Paper, Tags: #nlp, #text-summarization
Current metrics for assessing summarization algorithms don't account for factual consistency with source documents. We propose a weakly supervised, model-based approach for verifying factual consistency and identifying conflicts between source documents and a generated summary.
Training data is generated by applying a series of rule-based transformations to the sentences of the source documents. The model is trained for 3 tasks:
- Identify whether sentences remain factually consistent after transformation
- Extract a span in the source documents to support the consistency prediction
- Extract a span in the summary sentence that's inconsistent if one exists.
Human evaluation shows that the auxiliary span extraction tasks provide useful assistance in the process of verifying factual consistency.
Common approaches to summarization:
- Extractive, the model directly copies the salient parts of the source document
- Abstractive: the important parts ade paraphrased to form novel sentences
- Hybrid
State-of-the-art solutions use self-attentive Transformer blocks, attention and copying mechanisms and multi-objective training strategies, including RL.
We address the problem of verifying factual consistency between source documents and generated summaries. Recent studies show that up to 30% summaries generated by abstractive models contain factual inconsistencies.
We propose a BERT-based model for verifying factual consistency, and we add specialized modules explaining which portions of moth documents are pertinent to the model's decision.
Checking factual consistency on a sentence-sentence level, where each sentence in the summary is verified against each sentence from the source document, is insufficient. Errors made by summarization models are most often related to the use of incorrect entity names, numbers, and pronouns. Other errors such as negations and common sense error occur less often
Taking these insights into account, we propose and test a document-sentence approach for factual consistency checking, where each sentence of the summary is verified against the entire body of the source document.
There are currently no supervised training datasets for factual consistency checking. Creating a largescale, high-quality dataset with strong supervision collected from human annotators is prohibitively expensive and time consuming. Thus alternative approaches of acquiring training data are necessary.

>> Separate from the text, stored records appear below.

PR #576, opened 2026-05-19
[fix] Throw on schema mismatch in ReaderBase::convertType

zhangxffff:
### What problem does this PR solve?

Issue Number: close #575 

### Type of Change

- [x] 🐛 Bug fix (non-breaking change which fixes an issue)
- [ ] ✨ New feature (non-breaking change which adds functionality)
- [ ] 🚀 Performance improvement (optimization)
- [ ] ⚠️ Breaking change (fix or feature that would cause existing functionality to change)
- [ ] 🔨 Refactoring (no logic changes)
- [ ] 🔧 Build/CI or Infrastructure changes
- [ ] 📝 Documentation only

### Description

When the table-declared column type doesn't match the Parquet file's physical/converted leaf type, `ReaderBase::convertType` used to silently return the file's leaf type. Downstream operators then reinterpreted the resulting vector under the wrong logical type and crashed. This PR adds a strict `BOLT_USER_CHECK` in every branch of `convertType`, throwing a clean `BoltUserError` at file-open time, before any column reader is built to avoid crash.

Also, since integer and varchar type data is implicitly cast during `IntegerColumnReader` and `StringColumnReader`, the newly added check also accepts mismatches between these types.

 #### Upstream references

  Adapted from these Velox PRs:

  - [facebookincubator/velox#12350](https://github.com/facebookincubator/velox/pull/12350) — main fix introducing `isCompatible` + per-branch `VELOX_CHECK` in `convertType`
  - [facebookincubator/velox#13864](https://github.com/facebookincubator/velox/pull/13864) — unannotated array exemption (`isRepeated && requestedType->isArray()`)

### Performance Impact

- [x] **No Impact**: This change does not affect the critical path (e.g., build system, doc, error handling).
- [ ] **Positive Impact**: I have run benchmarks.
    <details>
    <summary>Click to view Benchmark Results</summary>

    ```text
    Paste your google-benchmark or TPC-H results here.
    Before: 10.5s
    After:   8.2s  (+20%)
    ```
    </details>
- [ ] **Negative Impact**: Explained below (e.g., trade-off for correctness).

### Release Note

Please describe the changes in this PR

Release Note:

```text
Release Note:
- fix coredump when schema not match
```

### Checklist (For Author)

- [x] I have added/updated unit tests (ctest).
- [x] I have verified the code with local build (Release/Debug).
- [x] I have run clang-format / linters.
- [ ] (Optional) I have run Sanitizers (ASAN/TSAN) locally for complex C++ changes.
[...]

PR #942, opened 2026-08-27
fix(parquet): support same-scale decimal precision widening

### LINKED ISSUE #940: [Bug] Parquet short-to-long decimal widening fails with Buffer::setSize capacity assertion
### Component Selection

- [ ] Build
- [ ] Other

### Describe the Bug

Bolt fails to read a Parquet DECIMAL column when the file stores the value as a short decimal (physical INT32 / INT64 / FIXED_LEN_BYTE_ARRAY with type length <= 8) but the Hive metastore / requested schema declares a same-scale long decimal (precision > 18, physical HUGEINT). The reader aborts with a buffer capacity assertion in `Buffer::setSize`, even though this is a valid precision widening that Spark can read successfully.

The production trigger is a column stored as `DECIMAL(13, 10)` and requested as `DECIMAL(28, 10)`. The column reader always uses `getFlatValues<int128_t, int128_t>` for the HUGEINT path, so it treats the decoded int64 buffer as if it held 16-byte values and requests a size larger than the buffer capacity.

This issue covers same-scale Decimal precision widening only. Scale-changing Decimal casts and rescaling are outside its scope and should be implemented separately together with complete value-filter and metadata-pruning semantics.

### Reproduction Steps

1. Write a Parquet file with a `DECIMAL(13, 10)` column.
2. Define the table schema with the column as `DECIMAL(28, 10)`.
3. Run a query that selects the column:

   ```sql
   SELECT a FROM <table>;
   ```

4. The query fails with a buffer capacity assertion.

A self-contained C++ reproduction that mirrors the production data shape:

```cpp
// file type: DECIMAL(13, 10) as FIXED_LEN_BYTE_ARRAY(6), 1024 rows (268 nulls)
// requested type: DECIMAL(28, 10) (HUGEINT)
auto data = makeRowVector(
    {"c0"},
    {makeNullableFlatVector<int64_t>(shortValues, DECIMAL(13, 10))});
writeToParquetFile(path, {data}, writerOptions);

auto declared = ROW({"c0"}, {DECIMAL(28, 10)});
auto plan = PlanBuilder(pool()).tableScan(declared, {}, "", declared).planNode();
AssertQueryBuilder(plan).split(makeSplit(path)).copyResults(pool());
```

### Bolt Version / Commit ID

main branch

### System Configuration

```markdown
```

### Logs / Stack Trace

```shell
BoltRuntimeError
Error Source: RUNTIME
Error Code: INVALID_STATE
Reason: (8192 vs. 6048)
Expression: size <= capacity_
Function: setSize
```

### Expected Behavior

- Same-scale short-decimal Parquet values are widened safely to the requested long-decimal result.
- HUGEINT output reads dispatch according to the physical value width (`valueSize_` 4 / 8 / 16).
- Scale-changing Decimal reader casts are rejected with a user-facing error; this issue does not require rescaling.
- Value-dependent filters that cross the BIGINT/HUGEINT representation boundary fail fast; value-independent filters such as `IS NULL` continue to work.
- Empty files and direct RowReader entry points enforce the same compatibility checks.

### Additional context

Decimal rescaling and safe post-materialization evaluation for filters that cannot be pushed down should be tracked as separate follow-up work.

mikasa1110:
Fix Parquet DECIMAL schema evolution when the file uses a narrower physical representation than the requested schema, with a deliberately narrow scope: same-scale precision widening only.

Core changes:

- Dispatch HUGEINT reads according to the physical source width: 4, 8, or 16 bytes.
- Support same-scale Decimal precision widening, including short-to-long Decimal reads.
- Reject scale-changing Decimal reader casts before reading.
- Reject value-dependent filter pushdown when same-scale widening crosses the BIGINT/HUGEINT representation boundary; value-independent filters remain supported.
- Apply the same validation to direct RowReader users, dynamically added filters, and empty files.

Issue Number: close #940

Parquet files can store a Decimal column using a narrower physical representation than the requested table schema. For example, a file-level `DECIMAL(13, 10)` may be stored as `FIXED_LEN_BYTE_ARRAY(6)`, while the requested schema declares `DECIMAL(28, 10)`.

The HUGEINT reader previously always decoded the source as `int128_t`. When the physical source used 4 or 8 bytes, this caused the decoded buffer to be resized using the wrong source width and could trigger a `Buffer::setSize` capacity assertion.

This PR fixes that physical-width mismatch. It does not add Decimal rescaling: file and requested scales must match. Scale-changing Decimal casts are rejected explicitly and can be implemented separately together with complete filter and metadata-pruning semantics.

### Type of Change

- [ ] 📝 Documentation only

### Description

The HUGEINT path in `SelectiveColumnReader::getIntValues` now dispatches according to `valueSize_`:

- 16 bytes: `int128_t` → `int128_t`
- 8 bytes: `int64_t` → `int128_t`
- 4 bytes: `int32_t` → `int128_t`

Decimal schema compatibility is limited to precision widening with an unchanged scale. This covers the production case `DECIMAL(13, 10)` → `DECIMAL(28, 10)` without changing the unscaled value.

Scale-changing requests fail before materialization, including for empty files. When same-scale widening changes the native representation from BIGINT to HUGEINT, value-dependent reader filters fail fast instead of being evaluated against the physical representation. Value-independent filters such as `IS NULL` remain valid.

Regression coverage includes:

- `DECIMAL(13, 10)` stored as `FIXED_LEN_BYTE_ARRAY(6)` and read as `DECIMAL(28, 10)`.
- Rejection of scale-changing Decimal reader casts.
- Rejection of unsafe value filters across the BIGINT/HUGEINT representation boundary.
- Value-independent filters across short-to-long widening.
- Consistent validation for direct RowReader, dynamic filters, and empty files.

### Performance Impact

- [x] **No Material Impact**: Non-Decimal readers are unchanged. Same-scale widening performs no per-value rescaling; it only decodes according to the physical source width and widens the result type when needed.
- [ ] **Negative Impact**: Explained below.

### Validation

Release targets compiled:

```text
cmake --build --preset conan-release --target bolt_dwio_parquet_reader_test bolt_dwio_parquet_table_scan_test --parallel 8
```

Relevant tests:

```text
ParquetReaderTest.decimalReaderCast*: 2/2 passed
ParquetTableScanTest.convertTypePolicyMatrix and convertTypePolicyValueChecks: 2/2 passed
Related existing reader-cast, filter-only, map-filter, and metadata-filter regressions: 9/9 passed
```

### Release Note

```text
Release Note:
- Fixed same-scale Parquet Decimal precision widening across physical source widths.
```

### Checklist (For Author)

- [x] I have added/updated unit tests.
- [x] I have verified the affected targets with a local Release build.

### Breaking Changes

- [x] No
- [ ] Yes (Description: ...)

### DIFF
--- a/bolt/dwio/common/SelectiveColumnReader.cpp
+++ b/bolt/dwio/common/SelectiveColumnReader.cpp
@@ -253,7 +253,19 @@ void SelectiveColumnReader::getIntValues(
       }
       break;
     case TypeKind::HUGEINT:
-      getFlatValues<int128_t, int128_t>(rows, result, requestedType);
+      switch (valueSize_) {
+        case 16:
+          getFlatValues<int128_t, int128_t>(rows, result, requestedType);
+          break;
+        case 8:
+          getFlatValues<int64_t, int128_t>(rows, result, requestedType);
+          break;
+        case 4:
+          getFlatValues<int32_t, int128_t>(rows, result, requestedType);
+          break;
+        default:
+          BOLT_FAIL("Unsupported value size: {}", valueSize_);
+      }
       break;
     case TypeKind::BIGINT:
       switch (valueSize_) {
--- a/bolt/dwio/parquet/reader/ParquetColumnReader.cpp
+++ b/bolt/dwio/parquet/reader/ParquetColumnReader.cpp
@@ -48,7 +48,64 @@
 #include "bolt/dwio/parquet/reader/TimestampColumnReader.h"
 #include "bolt/dwio/parquet/reader/VariantColumnReader.h"
 #include "bolt/dwio/parquet/thrift/codegen/parquet_types.h"
+#include "bolt/type/DecimalUtil.h"
 namespace bytedance::bolt::parquet {
+
+namespace {
+
+template <typename T>
+void applyDecimalScaleMultiplier(const VectorPtr& result, T multiplier) {
+  auto* flatResult = result->asUnchecked<FlatVector<T>>();
+  auto* rawValues = flatResult->mutableRawValues();
+  const auto* rawNulls = flatResult->rawNulls();
+  const auto size = flatResult->size();
+  if (!rawNulls) {
+    for (vector_size_t row = 0; row < size; ++row) {
+      rawValues[row] *= multiplier;
+    }
+  } else {
+    for (vector_size_t row = 0; row < size; ++row) {
+      if (!bits::isBitNull(rawNulls, row)) {
+        rawValues[row] *= multiplier;
+      }
+    }
+  }
+}
+
+void rescaleDecimalValues(
+    const TypePtr& fileType,
+    const TypePtr& requestedType,
+    const VectorPtr& result) {
+  BOLT_CHECK(fileType->isDecimal());
+  BOLT_CHECK(requestedType->isDecimal());
+
+  const auto fileScale = getDecimalPrecisionScale(*fileType).second;
+  const auto requestedScale = getDecimalPrecisionScale(*requestedType).second;
+  const auto scaleAdjust = requestedScale - fileScale;
+  BOLT_USER_CHECK_GE(
+      scaleAdjust,
+      0,
+      "Parquet does not support decimal scale narrowing: {}",
+      scaleAdjust);
+  BOLT_USER_CHECK_LE(
+      scaleAdjust,
+      LongDecimalType::kMaxPrecision,
+      "Decimal scale adjustment exceeds max precision: {}",
+      scaleAdjust);
+
+  // Schema validation guarantees enough target precision for scale widening.
+  if (scaleAdjust > 0) {
+    if (requestedType->isShortDecimal()) {
+      applyDecimalScaleMultiplier<int64_t>(
+          result, static_cast<int64_t>(DecimalUtil::kPowersOfTen[scaleAdjust]));
+    } else {
+      applyDecimalScaleMultiplier<int128_t>(
+          result, DecimalUtil::kPowersOfTen[scaleAdjust]);
+    }
+  }
+}
+
+} // namespace
 
 void IntegerColumnReader::getValues(const RowSet& rows, VectorPtr* result) {
   bool needConvertion = (castExprSet_ && castExprSet_->size() != 0);
@@ -74,6 +131,10 @@ void IntegerColumnReader::getValues(const RowSet& rows, VectorPtr* result) {
     getUnsignedIntValues(rows, requestedType, result);
   } else {
     getIntValues(rows, requestedType, result);
+  }
+
+  if (fileType.type()->isDecimal() && requestedType->isDecimal() && !allNull_) {
+    rescaleDecimalValues(fileType.type(), requestedType, *result);
   }
 
   if (needConvertion) {
--- a/bolt/dwio/parquet/reader/ParquetColumnReader.cpp
+++ b/bolt/dwio/parquet/reader/ParquetColumnReader.cpp
@@ -73,35 +73,15 @@ void applyDecimalScaleMultiplier(const VectorPtr& result, T multiplier) {
 }
 
 void rescaleDecimalValues(
-    const TypePtr& fileType,
     const TypePtr& requestedType,
-    const VectorPtr& result) {
-  BOLT_CHECK(fileType->isDecimal());
-  BOLT_CHECK(requestedType->isDecimal());
-
-  const auto fileScale = getDecimalPrecisionScale(*fileType).second;
-  const auto requestedScale = getDecimalPrecisionScale(*requestedType).second;
-  const auto scaleAdjust = requestedScale - fileScale;
-  BOLT_USER_CHECK_GE(
-      scaleAdjust,
-      0,
-      "Parquet does not support decimal scale narrowing: {}",
-      scaleAdjust);
-  BOLT_USER_CHECK_LE(
-      scaleAdjust,
-      LongDecimalType::kMaxPrecision,
-      "Decimal scale adjustment exceeds max precision: {}",
-      scaleAdjust);
-
-  // Schema validation guarantees enough target precision for scale widening.
-  if (scaleAdjust > 0) {
-    if (requestedType->isShortDecimal()) {
-      applyDecimalScaleMultiplier<int64_t>(
-          result, static_cast<int64_t>(DecimalUtil::kPowersOfTen[scaleAdjust]));
-    } else {
-      applyDecimalScaleMultiplier<int128_t>(
-          result, DecimalUtil::kPowersOfTen[scaleAdjust]);
-    }
+    const VectorPtr& result,
+    int32_t scaleAdjust) {
+  if (requestedType->isShortDecimal()) {
+    applyDecimalScaleMultiplier<int64_t>(
+        result, static_cast<int64_t>(DecimalUtil::kPowersOfTen[scaleAdjust]));
+  } else {
+    applyDecimalScaleMultiplier<int128_t>(
+        result, DecimalUtil::kPowersOfTen[scaleAdjust]);
   }
 }
 
@@ -133,8 +113,15 @@ void IntegerColumnReader::getValues(const RowSet& rows, VectorPtr* result) {
     getIntValues(rows, requestedType, result);
   }
 
-  if (fileType.type()->isDecimal() && requestedType->isDecimal() && !allNull_) {
-    rescaleDecimalValues(fileType.type(), requestedType, *result);
+  if (!allNull_ && fileType.type()->isDecimal() && requestedType->isDecimal()) {
+    const auto fileScale = getDecimalPrecisionScale(*fileType.type()).second;
+    const auto requestedScale = getDecimalPrecisionScale(*requestedType).second;
+
+    // Schema validation rejects scale narrowing and guarantees enough target
+    // precision for scale widening.
+    if (fileScale < requestedScale) {
+      rescaleDecimalValues(requestedType, *result, requestedScale - fileScale);
+    }
   }
 
   if (needConvertion) {
--- a/bolt/dwio/parquet/reader/ParquetColumnReader.cpp
+++ b/bolt/dwio/parquet/reader/ParquetColumnReader.cpp
@@ -48,44 +48,7 @@
 #include "bolt/dwio/parquet/reader/TimestampColumnReader.h"
 #include "bolt/dwio/parquet/reader/VariantColumnReader.h"
 #include "bolt/dwio/parquet/thrift/codegen/parquet_types.h"
-#include "bolt/type/DecimalUtil.h"
 namespace bytedance::bolt::parquet {
-
-namespace {
-
-template <typename T>
-void applyDecimalScaleMultiplier(const VectorPtr& result, T multiplier) {
-  auto* flatResult = result->asUnchecked<FlatVector<T>>();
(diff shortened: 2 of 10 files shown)


bolt/dwio/parquet/reader/ParquetColumnReader.cpp
```diff
@@ -76,6 +133,10 @@ void IntegerColumnReader::getValues(const RowSet& rows, VectorPtr* result) {
     getIntValues(rows, requestedType, result);
   }
 
+  if (fileType.type()->isDecimal() && requestedType->isDecimal() && !allNull_) {
```
wangxinshuo-bolt: Function entry should be narrower

bolt/dwio/parquet/reader/ParquetReaderCast.h
```diff
@@ -30,7 +30,9 @@ inline bool isReaderCastFilterMismatch(
       ((fileKind == TypeKind::TINYINT || fileKind == TypeKind::SMALLINT ||
         fileKind == TypeKind::INTEGER) &&
        requestedType->kind() == TypeKind::DOUBLE) ||
-      (fileType->isDate() && requestedType->isVarchar());
+      (fileType->isDate() && requestedType->isVarchar()) ||
```
wangxinshuo-bolt: 1. This function can be refactored
2. What problems would the filter have without this constraint?

bolt/dwio/common/SelectiveColumnReader.cpp
```diff
@@ -253,7 +253,19 @@ void SelectiveColumnReader::getIntValues(
       }
```
wangxinshuo-bolt, line 253: Need to use your company email to register a new account

wangxinshuo-bolt (changes requested):

bolt/dwio/common/SelectiveColumnReader.cpp
```diff
@@ -253,7 +253,19 @@ void SelectiveColumnReader::getIntValues(
...
       break;
```
wangxinshuo-bolt, line 254: Review the community's pull requests to see what other scenarios can be supported together

bolt/dwio/parquet/reader/ParquetReaderCast.h
mikasa1110: Refactored. These casts change the type or representation of values. Applying a filter built for the requested type directly to file-type statistics may produce **invalid comparisons and incorrectly skip row groups.** Therefore, type-dependent metadata filters are disabled, while value-independent filters such as IS NULL remain safe.

bolt/dwio/parquet/reader/ParquetColumnReader.cpp
mikasa1110: done

bolt/dwio/common/SelectiveColumnReader.cpp
mikasa1110: - INT32 → DOUBLE：Bolt implemented
- INT32 → BOOLEAN：Bolt implemented more.
- Decimal narrowing：supported, throw mismatch. 
So no other scenarios now.

bolt/dwio/common/SelectiveColumnReader.cpp
mikasa1110: done @mikasa1110-bolt

bolt/dwio/parquet/reader/ParquetReaderCast.h
```diff
@@ -23,14 +23,32 @@ namespace bytedance::bolt::parquet {
...
+    case TypeKind::INTEGER:
+      // Reader casts change the interpretation of DATE-to-VARCHAR and
+      // integer-to-DOUBLE filters.
+      return requestedKind == TypeKind::DOUBLE ||
+          (fileType->isDate() && requestedType->isVarchar());
+    case TypeKind::BIGINT:
+    case TypeKind::HUGEINT:
+      // Decimal type changes can alter the scale or native storage width.
+      return fileType->isDecimal() && requestedType->isDecimal() &&
+          !fileType->equivalent(*requestedType);
```
liuneng1994: [P2] equivalent() includes decimal precision, so this also classifies DECIMAL(10,2) to DECIMAL(15,2) as an unsafe filter mismatch even though the scale and native BIGINT representation are unchanged. I reproduced this on cf455f9 with values 1.00 and 2.00 and a pushed equality predicate for DECIMAL(15,2) value 1.00: the query should return one row, but it throws Cannot apply BIGINT filter to physical BIGINT Parquet column c0. Please treat only a scale change or a BIGINT/HUGEINT representation change as a decimal filter mismatch, and add coverage for same-scale precision widening.

bolt/dwio/parquet/reader/ParquetColumnReader.cpp
```diff
@@ -76,6 +113,17 @@ void IntegerColumnReader::getValues(const RowSet& rows, VectorPtr* result) {
...
   }
 
+  if (!allNull_ && fileType.type()->isDecimal() && requestedType->isDecimal()) {
+    const auto fileScale = getDecimalPrecisionScale(*fileType.type()).second;
+    const auto requestedScale = getDecimalPrecisionScale(*requestedType).second;
+
+    // Schema validation rejects scale narrowing and guarantees enough target
+    // precision for scale widening.
+    if (fileScale < requestedScale) {
+      rescaleDecimalValues(requestedType, *result, requestedScale - fileScale);
```
liuneng1994: [P1] The scale conversion here happens after the pushed value filter has already run in readCommon(), so entry points that do not reject this filter can silently drop matching rows. I reproduced this on cf455f9 with a direct Parquet RowReader, dictionary encoding disabled, and type-dependent metadata pruning disabled: a DECIMAL(10,2) raw value 100 read as DECIMAL(15,4) with an equality filter on raw 10000 should return one row containing 10000, but the result contains zero rows. This isolates the per-value filter path: it compares the requested-scale filter value 10000 with the file-scale value 100 before this code can rescale it. Please translate the filter to file scale or prevent this pushdown on every reader entry point and evaluate it after materialization.

mikasa1110: Revised. For widened Decimal columns, value-dependent filters are now rejected at both RowReader creation and resetFilterCaches(). They are evaluated only after materialization and rescaling; added UT coverage for the reset path.

bolt/dwio/parquet/reader/ParquetReaderCast.h
mikasa1110: Fixed. Decimal filters are now considered mismatched only when the scale changes or the physical representation changes between BIGINT and HUGEINT. Same-scale precision widening remains eligible for pushdown. Added UT coverage for this case.

bolt/dwio/parquet/reader/ParquetColumnReader.cpp
mikasa1110: @liuneng1994  plz help to take a look when u r free. Thanks!

bolt/dwio/parquet/reader/ParquetReaderCast.cpp
```diff
@@ -0,0 +1,107 @@
...
+}
+
+} // namespace
+
+void validateReaderCastFilter(
+    const TypePtr& fileType,
+    const TypePtr& requestedType,
+    const common::ScanSpec& scanSpec,
+    const std::string& path) {
+  auto* filter = scanSpec.filter();
```
liuneng1994, line 67: [P1] Validate metadata filters before reader-cast pruning

`MetadataFilter` leaves are stored separately from `scanSpec.filter()`, but this validator only checks the latter. `ParquetData::filterRowGroups()` still evaluates every `scanSpec.metadataFilterAt(i)` against file statistics or dictionaries.

I reproduced a wrong-result case on this head: a `DECIMAL(10,2)` file containing 1,000 rows of `1.00`, requested as `DECIMAL(15,4)`, with metadata predicate `c0 IN (1.0000, 3.0000)`. Reader construction succeeds, but dictionary pruning returns 0 rows instead of 1,000 because requested-scale constants are compared with file-scale values. Please validate the metadata-filter leaves as well, or otherwise disable type-dependent metadata filtering for mismatched reader casts.

bolt/dwio/parquet/reader/ParquetReader.cpp
```diff
@@ -1607,6 +1608,8 @@ class ParquetRowReader::Impl {
       requestedType_ = readerBase_->schema();
     }
 
+    validateReaderCastFilter();
```
liuneng1994: [P2] Run reader-cast filter validation for zero-row-group files

The `rowGroups_.empty()` return above occurs before `requestedType_` is initialized and before this validation call. As a result, the same unsafe value-dependent filter has different construction behavior depending on whether the file contains a row group.

I reproduced this with a zero-row-group `DECIMAL(10,2)` file requested as `DECIMAL(15,4)` and an equality filter in the requested scale: `createRowReader()` succeeds, while the identical schema and filter on a non-empty file throws as intended. Please initialize the requested type and validate the filter before the empty-file return, while retaining the early return before column-reader construction.

bolt/dwio/parquet/reader/ParquetReaderCast.cpp
mikasa1110-bolt: Addressed by narrowing the supported scope. This PR now supports same-scale Decimal precision widening only; scale-changing casts such as DECIMAL(10,2) → DECIMAL(15,4) fail during reader construction before metadata pruning. Rescaling and its metadata-filter semantics are left for separate follow-up work.

bolt/dwio/parquet/reader/ParquetReader.cpp
mikasa1110-bolt: Fixed. requestedType_ initialization and reader-cast validation now run before the zero-row-group early return. Scale-changing Decimal casts are consistently rejected for both empty and non-empty files, with a regression test covering the empty-file case.

bolt/dwio/parquet/reader/ParquetReader.cpp
```diff
@@ -1174,17 +1175,18 @@ TypePtr ReaderBase::convertType(
...
         const auto filePrecision = schemaElement.precision;
         const auto fileScale = schemaElement.scale;
         checkRequested([&](const TypePtr& t) {
           if (!t->isDecimal()) {
             return false;
           }
           auto [precision, scale] = getDecimalPrecisionScale(*t);
-          return scale >= fileScale &&
-              (precision - filePrecision) >= (scale - fileScale);
+          return scale == fileScale && precision >= filePrecision;
```
mikasa1110-bolt, line 1189: @zhangxffff  plz help to review the changes here. I checked [PR576](https://github.com/bytedance/bolt/pull/576). Currently bolt does not perform rescaling value for decimal.Maybe we should reject scale mismatches entirely until rescaling is implemented?

wangxinshuo-bolt (approved):
LGTM

bolt/dwio/parquet/reader/ParquetReader.cpp
zhangxffff: > @zhangxffff plz help to review the changes here. I checked [PR576](https://github.com/bytedance/bolt/pull/576). Currently bolt does not perform rescaling value for decimal.Maybe we should reject scale mismatches entirely until rescaling is implemented?

Agreed. Better to reject implicit scale changes.

liuneng1994 (approved):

We propose using an artificial, weaklysupervised dataset for the task at hand. We introduce following transformations:
- Paraphrasing
- Entity and number swapping
- Pronoun swapping
- Sentence negation
- Noise injection
We use uncased, base BERT architecture in a 2-way classification task, consistent vs. inconsistent, using a single-layer classifier based on the [CLS] token. We refer to this model as the factual consistency checking model, FactCC.
We used news articles from CNN/DailyMail, 1M training examples, balanced dataset.
Despite being trained in a (document, sentence) setting, our model transfers well to the (sentence-sentence setting and outperforms all other NLI models, including BERT finetuned on the MNLI dataset.
Most of the errors done by our models were related to commonsense mistakes made by summarization models. These errors are easy to spot for humans but hard to define as a set of transformations that would allow such errors to be added to the training data.
In addition, certain types of errors stemming from dependencies between different sentences within the summary, such as temporal inconsistencies or incorrect coreference, are not handled by the document-sentence setting used in this work.